# Tappan Lake N/R



## steelnuts (Aug 3, 2005)

I'll be at Tappan this weekend and have never fished it. Can anyone give me an idea of what I might catch, general areas to fish, and what to try? I'll be staying near the dam. Any info is much appreciated!

Steelnuts


----------



## "EYE" DOCTOR (Apr 16, 2005)

You can expect to catch anything from bluegill to flatheads. There are no muskies or pike that im aware of. Will you be in a boat or on foot? What kind of fish are you trying to catch?


----------



## steelnuts (Aug 3, 2005)

I will have access to a boat. I will probably try for bass, but have never caught a saugeye. I'll probably try for a variety fish.


----------



## "EYE" DOCTOR (Apr 16, 2005)

Since you have a boat and you are seeking variety i would suggest starting near the marina.


----------



## BANK-BEATER (May 31, 2007)

I Would Suggest Going Early And Trying Some Topwater. You Could Start At The Main Launch And Work Up Or Down The Lake. Also, Be Alert For Schooling Fish. I've Always Have Noticed A Lot Of Schooling Activity (white And Largemouth Bass) In Early June On Tappan. Also, The Shad Have Been Spawning On Tappan, So If There Is Some Chop On The Water, You Might Try A Spinnerbait.
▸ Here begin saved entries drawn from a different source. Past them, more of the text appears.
PR #3207, opened 2021-07-27
Fix MapboxCoreNavigation compilation on Xcode 13b3

S2Ler:
MapboxNavigation cannot be fixed due to MapboxMaps that needs to get the fix first.

This is a regression due to a new rule in Xcode 13b3:

Linking Swift packages from application extension targets or watchOS applications no longer emits unresolvable warnings about linking to libraries not safe for use in application extensions. This means that code referencing APIs annotated as unavailable for use in app extensions must now themselves be annotated as unavailable for use in application extensions, in order to allow that code to be used in both apps and app extensions. (66928265)

https://developer.apple.com/documentation/xcode-release-notes/xcode-13-beta-release-notes


S2Ler:
No longer needed since Xcode 13b5

PR #3541, opened 2021-11-01
Fix distance measurement system

### LINKED ISSUE #2578: Navigation distance unit should default to route option's `distanceMeasurementSystem`
**Mapbox Navigation SDK version:** 0.40

# Introduction
I want to have English as language and Metric as the measurement unit: to achieve that I set route options locale to `en_US` and `distanceMeasurementSystem` to `.metric`.

Without any other modification, I get the navigation instruction in English/Metric while the UI alerts are still in Imperial.

I expect the route options to be the single source of truth (as described in #1055).

# Fix
I would expect that the `NavigationViewController` uses the route options `distanceMeasurementSystem` to set the NavigationService's distanceUnit, while it still read use locale: from `NavigationViewController.swift`

```swift
NavigationSettings.shared.distanceUnit = routeOptions.locale.usesMetric ? .kilometer : .mile
```

Shouldn't this line be something like this, or am I doing something wrong?

```swift
NavigationSettings.shared.distanceUnit = routeOptions. distanceMeasurementSystem == .metric ? .kilometer : .mile
```

I'm willing to open a PR in this direction if agreed.

# Workaround
As a workaround, I explicitly override the `NavigationSettings`'s `distanceUnit` after the creation of the NavigationViewController.

S2Ler:
# deea28cf6b6889f3794f94056207bfcad48296b5

Fixes #2578

Prefers distance measurement system from RouteOptions instead of just current locale. It allows having US locale and metric system distance. 

NavigationRouteOptions now reads global NavigationSettings for preferred distance measurement system. This fixes CarPlay implementation for route previews. 

# a6ee65d9f30f211e4b83cb90f275026187791e37

Deletes misleading property from NavigationSettings.

### DIFF
--- a/CHANGELOG.md
+++ b/CHANGELOG.md
@@ -48,7 +48,7 @@
 ### Other changes
 
 * Renamed the `Locale.usesMetric` property to `Locale.measuresDistancesInMetricUnits`. `Locale.usesMetric` is still available but deprecated. ([#3547](https://github.com/mapbox/mapbox-navigation-ios/pull/3547))
-* Fixed an issue where setting `DirectionsOptions.distanceMeasurementSystem` did not affect the units displayed in the user interface. ([#3541](https://github.com/mapbox/mapbox-navigation-ios/pull/3541))
+* Fixed an issue where the user interface did not necessarily display distances in the same units as the route by default. `NavigationRouteOptions` and `NavigationMatchOptions` now set `DirectionsOptions.distanceMeasurementSystem` to a default value matching the `NavigationSettings.distanceUnit` property. ([#3541](https://github.com/mapbox/mapbox-navigation-ios/pull/3541))
 
 ## v2.0.1
 
--- a/CHANGELOG.md
+++ b/CHANGELOG.md
@@ -48,6 +48,7 @@
 ### Other changes
 
 * Renamed the `Locale.usesMetric` property to `Locale.measuresDistancesInMetricUnits`. `Locale.usesMetric` is still available but deprecated. ([#3547](https://github.com/mapbox/mapbox-navigation-ios/pull/3547))
+* Fixed an issue where setting `DirectionsOptions.distanceMeasurementSystem` did not affect the units displayed in the user interface. ([#3541](https://github.com/mapbox/mapbox-navigation-ios/pull/3541))
 
 ## v2.0.1
 
--- a/Sources/MapboxCoreNavigation/NavigationService.swift
+++ b/Sources/MapboxCoreNavigation/NavigationService.swift
@@ -308,8 +308,8 @@ public class MapboxNavigationService: NSObject, NavigationService {
         
         let routerType = routerType ?? DefaultRouter.self
         _router = routerType.init(alongRouteAtIndex: routeIndex, in: routeResponse, options: routeOptions, directions: self.directions, dataSource: self)
-        NavigationSettings.shared.distanceUnit = routeOptions.locale.measuresDistancesInMetricUnits ? .kilometer : .mile
-        
+        NavigationSettings.shared.distanceUnit = .init(routeOptions.distanceMeasurementSystem)
+
         let eventType = eventsManagerType ?? NavigationEventsManager.self
         _eventsManager = eventType.init(activeNavigationDataSource: self,
                                         accessToken: self.directions.credentials.accessToken)
--- a/Sources/MapboxCoreNavigation/NavigationSettings.swift
+++ b/Sources/MapboxCoreNavigation/NavigationSettings.swift
@@ -122,25 +122,11 @@ public class NavigationSettings {
     
     /**
      Specifies the preferred distance measurement unit.
-     - note: Anything but `kilometer` and `mile` will fall back to the default measurement for the current locale.
-        Meters and feets will be used when the presented distances are small enough. See `DistanceFormatter` for more information.
+     - Meters and feet will be used when the presented distances are small enough. See `DistanceFormatter` for more information.
      */
     public dynamic var distanceUnit : LengthFormatter.Unit = Locale.current.measuresDistancesInMetricUnits ? .kilometer : .mile {
         didSet {
             notifyChanged(property: .distanceUnit, value: distanceUnit.rawValue)
-        }
-    }
-    
-    var usesMetric: Bool {
-        get {
-            switch distanceUnit {
-            case .kilometer:
-                return true
-            case .mile:
-                return false
-            default:
-                return Locale.current.measuresDistancesInMetricUnits
-            }
         }
     }
     
--- a/Sources/MapboxCoreNavigation/NavigationSettings.swift
+++ b/Sources/MapboxCoreNavigation/NavigationSettings.swift
@@ -122,7 +122,7 @@ public class NavigationSettings {
     
     /**
      Specifies the preferred distance measurement unit.
-     - Meters and feet will be used when the presented distances are small enough. See `DistanceFormatter` for more information.
+     Meters and feet will be used when the presented distances are small enough. See `DistanceFormatter` for more information.
      */
     public dynamic var distanceUnit : LengthFormatter.Unit = Locale.current.measuresDistancesInMetricUnits ? .kilometer : .mile {
         didSet {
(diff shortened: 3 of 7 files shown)


Sources/MapboxCoreNavigation/NavigationSettings.swift
```diff
@@ -187,3 +187,18 @@ extension String {
         return "MB" + self
     }
 }
+
+extension MeasurementSystem {
+    /// Converts `MapboxDirections.MeasurementSystem` into `LengthFormatter.Unit`.
+    public var distanceUnit: LengthFormatter.Unit {
```
S2Ler, line 193: Not sure if we need to expose this to public or hide under "spi".

Sources/MapboxCoreNavigation/NavigationService.swift
```diff
@@ -308,8 +308,8 @@ public class MapboxNavigationService: NSObject, NavigationService {
         
         let routerType = routerType ?? DefaultRouter.self
         _router = routerType.init(alongRouteAtIndex: routeIndex, in: routeResponse, options: routeOptions, directions: self.directions, dataSource: self)
-        NavigationSettings.shared.distanceUnit = routeOptions.locale.usesMetric ? .kilometer : .mile
-        
+        NavigationSettings.shared.distanceUnit = routeOptions.distanceMeasurementSystem.distanceUnit
```
1ec5, line 311: It was possible before to display metric units with an American English or British English locale, but it required setting `NavigationSettings.distanceUnit` explicitly. This makes that explicit setting unnecessary.

Sources/MapboxCoreNavigation/NavigationSettings.swift
```diff
@@ -187,3 +187,18 @@ extension String {
...
+        return self == .metric ? .kilometer : .mile
+    }
+}
+
+extension LengthFormatter.Unit {
+    /// Converts `LengthFormatter.Unit` into `MapboxDirections.MeasurementSystem`.
+    public var measurementSystem: MeasurementSystem {
```
1ec5, line 200: Replace this with a `MeasurementSystem` initializer that takes a `LengthFormatter.Unit` as an unlabeled argument (and vice versa).

Sources/MapboxCoreNavigation/NavigationSettings.swift
1ec5: `MeasurementSystem` is defined by MapboxDirections; these conversions should ultimately live there too, so I’d suggest hiding them for now using `:nodoc:`.

CHANGELOG.md
```diff
@@ -12,6 +12,10 @@
 * Fixed an issue where `ReplayLocationManager` would crash if initialized with just one location. ([#3528](https://github.com/mapbox/mapbox-navigation-ios/pull/3528))
 * Added the `ReplayLocationManager.onReplayLoopCompleted` property that allows you to stop the location manager from looping back to the beginning of the route. ([#3528](https://github.com/mapbox/mapbox-navigation-ios/pull/3528))
 
+### Other changes
+
+* Fixed an issue where `NavigationRouteOptions.distanceMeasurementSystem` and `NavigationMatchOptions.distanceMeasurementSystem` wasn't taken into account for formatting distance strings. ([#3541](https://github.com/mapbox/mapbox-navigation-ios/pull/3541))
```
1ec5, line 17:
```suggestion
* Fixed an issue where setting `DirectionsOptions.distanceMeasurementSystem` did not affect the units displayed in the user interface. ([#3541](https://github.com/mapbox/mapbox-navigation-ios/pull/3541))
```

Sources/MapboxNavigation/CarPlayManager.swift
```diff
@@ -505,6 +505,7 @@ extension CarPlayManager {
      */
     public func previewRoutes(between waypoints: [Waypoint], completionHandler: @escaping CompletionHandler) {
         let options = NavigationRouteOptions(waypoints: waypoints)
+        options.distanceMeasurementSystem = NavigationSettings.shared.distanceUnit.measurementSystem
```
1ec5, line 508: It’s actually backwards that MapboxNavigationService and NavigationViewController tell NavigationSettings what locale settings to use. NavigationSettings is a singleton intended to apply consistently across the whole application, but allowing individual instances of other classes to set this one global value risks race conditions.

The order here is more sensible. What if we go one step further and push this line into NavigationRouteOptions itself?

S2Ler: Makes total sense!

Sources/MapboxCoreNavigation/NavigationSettings.swift
```diff
@@ -122,28 +122,14 @@ public class NavigationSettings {
     
     /**
      Specifies the preferred distance measurement unit.
-     - note: Anything but `kilometer` and `mile` will fall back to the default measurement for the current locale.
-        Meters and feets will be used when the presented distances are small enough. See `DistanceFormatter` for more information.
+     - Meters and feet will be used when the presented distances are small enough. See `DistanceFormatter` for more information.
```
1ec5, line 125:
```suggestion
     Meters and feet will be used when the presented distances are small enough. See `DistanceFormatter` for more information.
```

Sources/MapboxCoreNavigation/NavigationService.swift
```diff
@@ -308,8 +308,8 @@ public class MapboxNavigationService: NSObject, NavigationService {
         
         let routerType = routerType ?? DefaultRouter.self
         _router = routerType.init(alongRouteAtIndex: routeIndex, in: routeResponse, options: routeOptions, directions: self.directions, dataSource: self)
-        NavigationSettings.shared.distanceUnit = routeOptions.locale.usesMetric ? .kilometer : .mile
-        
+        NavigationSettings.shared.distanceUnit = .init(routeOptions.distanceMeasurementSystem)
```
1ec5, line 311: Is this still necessary, now that `NavigationRouteOptions.distanceMeasurementSystem` is set to match `NavigationSettings.distanceUnit` by default? If the developer goes out of their way to change `distanceMeasurementSystem` away from the default, should we keep the UI in sync, or should we allow the developer to configure voice instructions in a different unit than the UI?

1ec5 (approved):

Sources/MapboxCoreNavigation/NavigationService.swift
S2Ler: I will check the docs after this merged.

Sources/MapboxCoreNavigation/NavigationSettings.swift
```diff
@@ -187,3 +173,18 @@ extension String {
         return "MB" + self
     }
 }
+
+extension MeasurementSystem {
+    /// :nodoc: Converts `LengthFormatter.Unit` into `MapboxDirections.MeasurementSystem`.
+    public init(_ lengthUnit: LengthFormatter.Unit) {
+        let metricUnits: [LengthFormatter.Unit] = [.kilometer, .centimeter, .meter, .millimeter]
```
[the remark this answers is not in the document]
S2Ler: Always looking ahead ⏩

Sources/MapboxNavigation/NavigationViewController.swift
```diff
@@ -220,8 +220,8 @@ open class NavigationViewController: UIViewController, NavigationStatusPresenter
                                        simulating: navigationOptions?.simulationMode)
         navigationService.delegate = self
         
-        NavigationSettings.shared.distanceUnit = routeOptions.locale.usesMetric ? .kilometer : .mile
-        
+        NavigationSettings.shared.distanceUnit = .init(routeOptions.distanceMeasurementSystem)
```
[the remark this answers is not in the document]
S2Ler: yep.

Sources/MapboxCoreNavigation/NavigationService.swift
S2Ler: https://github.com/mapbox/mapbox-navigation-ios/issues/3587

Sources/MapboxCoreNavigation/NavigationService.swift
S2Ler: https://github.com/mapbox/mapbox-navigation-ios/issues/3588

Issue #3539, opened 2021-10-29
[Bug]: Panning interface dismissal button stops working after one active-guidance navigation session.


MaximAlien:
### Mapbox Navigation SDK version

`v2.0.0`

### Steps to reproduce

1. Start active-guidance navigation session on CarPlay.
2. Stop navigation session.
3. Open panning interface.
4. Try to close panning interface.

### Expected behavior

Panning interface should be dismissed.

### Actual behavior

Panning interface cannot be dismissed. For example:

https://user-images.githubusercontent.com/1496498/139509410-03849e20-54bc-440a-a0be-eff4a6874b39.mov

### Is this a one-time issue or a repeatable issue?

repeatable

PR #3543, opened 2021-11-01
Fix issue, which was causing panning dismissal button to stop working on CarPlay.

MaximAlien:
PR fixes an issue, which was causing close panning button to stop working after several active-guidance navigation sessions. Root cause of this was that `closeButton` was always using the same `CPMapTemplate` even after several dismissals and presentations.

Closing #3539.

### DIFF
--- a/Sources/MapboxNavigation/CarPlayManager.swift
+++ b/Sources/MapboxNavigation/CarPlayManager.swift
@@ -399,15 +399,16 @@ extension CarPlayManager: CPApplicationDelegate {
         guard let carPlayMapViewController = carPlayMapViewController else {
             return nil
         }
-        var mapButtons = [
+        
+        let panMapButton = carPlayMapViewController.panningInterfaceDisplayButton(for: mapTemplate)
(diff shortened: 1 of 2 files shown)


Sources/MapboxNavigation/CarPlayManager.swift
```diff
@@ -399,15 +399,16 @@ extension CarPlayManager: CPApplicationDelegate {
...
+        carPlayMapViewController.panMapButton = panMapButton
+        
+        let mapButtons = [
             carPlayMapViewController.recenterButton,
+            panMapButton,
             carPlayMapViewController.zoomInButton,
             carPlayMapViewController.zoomOutButton
         ]
-        let panMapButton = carPlayMapViewController.panMapButton ??
-            carPlayMapViewController.panningInterfaceDisplayButton(for: mapTemplate)
```
MaximAlien, line 408: Not sure why before we were using this check, doesn't seem to significantly help with performance, and is the root case of this issue.

S2Ler (approved):

PR #3544, opened 2021-11-02
Fix the scrolling guidance cards during orientation change crash

### LINKED ISSUE #3502: [Bug]: InstructionsCardViewController on orientation change

2.0.0
iOS version: 15

### Steps to reproduce

change the orientation when during the navigation using active guidance cards

### Expected behavior

Work normally

### Actual behavior

Crash with the following information:
```
Attempted to scroll the collection view to an out-of-bounds item (1) when there are only 1 items in section 0. 
```
in the following place:
https://github.com/mapbox/mapbox-navigation-ios/blob/5382dc06ef592805dc17689ace4be423aa6d8ee9/Sources/MapboxNavigation/InstructionsCardViewController.swift#L242

repeatable

ShanMa1991:
### Description
This pr is to fix #3502 

### Implementation
By adding the items count check before the` InstructionsCardViewController.handlePagingforScrollToItem(indexPath:)` would prevent the crash, which is happening of scrolling the guidance card hard during the orientation change animation.

For example, there're some cases that when the orientation change and the swiping the guidance cards hard, the remanning steps is decreasing, it would lead to the `steps.count` as `7`, while the `indexBeforeSwipe.row` as `7`, it would lead to the crash.  The items count check would prevent this rare edge case.

### DIFF
--- a/CHANGELOG.md
+++ b/CHANGELOG.md
@@ -14,7 +14,7 @@
 
 ### Banners and guidance instructions
 
-* Fixed the crash when scrolling the guidance cards while the orienttaion change during active navigation. ([#3544](https://github.com/mapbox/mapbox-navigation-ios/pull/3544))
+* Fixed the crash when scrolling the guidance cards while the orientaion changes. ([#3544](https://github.com/mapbox/mapbox-navigation-ios/pull/3544))
 
 ## v2.0.1
 
--- a/CHANGELOG.md
+++ b/CHANGELOG.md
@@ -12,6 +12,10 @@
 * Fixed an issue where `ReplayLocationManager` would crash if initialized with just one location. ([#3528](https://github.com/mapbox/mapbox-navigation-ios/pull/3528))
 * Added the `ReplayLocationManager.onReplayLoopCompleted` property that allows you to stop the location manager from looping back to the beginning of the route. ([#3528](https://github.com/mapbox/mapbox-navigation-ios/pull/3528))
 
+### Banners and guidance instructions
+
+* Fixed the crash when scrolling the guidance cards while the orienttaion change during active navigation. ([#3544](https://github.com/mapbox/mapbox-navigation-ios/pull/3544))
+
 ## v2.0.1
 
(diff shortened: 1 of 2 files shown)


Sources/MapboxNavigation/InstructionsCardViewController.swift
```diff
@@ -246,6 +246,7 @@ open class InstructionsCardViewController: UIViewController {
     
     @objc func orientationDidChange(_ notification: Notification) {
         instructionsCardLayout.invalidateLayout()
+        guard let itemCount = steps?.count, itemCount >= 0 && indexBeforeSwipe.row < itemCount else { return }
```
S2Ler, line 249: nit: itemCount cannot be less that zero, just a redundant check.

CHANGELOG.md
```diff
@@ -12,6 +12,10 @@
 * Fixed an issue where `ReplayLocationManager` would crash if initialized with just one location. ([#3528](https://github.com/mapbox/mapbox-navigation-ios/pull/3528))
 * Added the `ReplayLocationManager.onReplayLoopCompleted` property that allows you to stop the location manager from looping back to the beginning of the route. ([#3528](https://github.com/mapbox/mapbox-navigation-ios/pull/3528))
 
+### Banners and guidance instructions
+
+* Fixed the crash when scrolling the guidance cards while the orienttaion change during active navigation. ([#3544](https://github.com/mapbox/mapbox-navigation-ios/pull/3544))
```
S2Ler, line 17: Typo in "orienttaion". 

nit: This changelog entry is hard to read, I would suggest to simplify it.

S2Ler (approved):

Sources/MapboxNavigation/InstructionsCardViewController.swift
bamx23, line 249: There is the same check in the `snapToIndexPath` method that is the only other method that uses `handlePagingforScrollToItem` so it should be better to move this validation to `handlePagingforScrollToItem`.

ShanMa1991: Thanks for the suggestion, I'll move it to the `handlePagingforScrollToItem`.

Just A Thought-good Luck!


----------



## steelnuts (Aug 3, 2005)

thanks for the tips...I caught a lot of fish on the docks, from bluegill to largemouth to saugeye, using primarily a Mepps spinner (minnow pattern). Nothing of great size, but non-stop action. 

Steelnuts


----------



## "EYE" DOCTOR (Apr 16, 2005)

Congrats on catching your first Saugeye!!! Happy to see you had a good time.


----------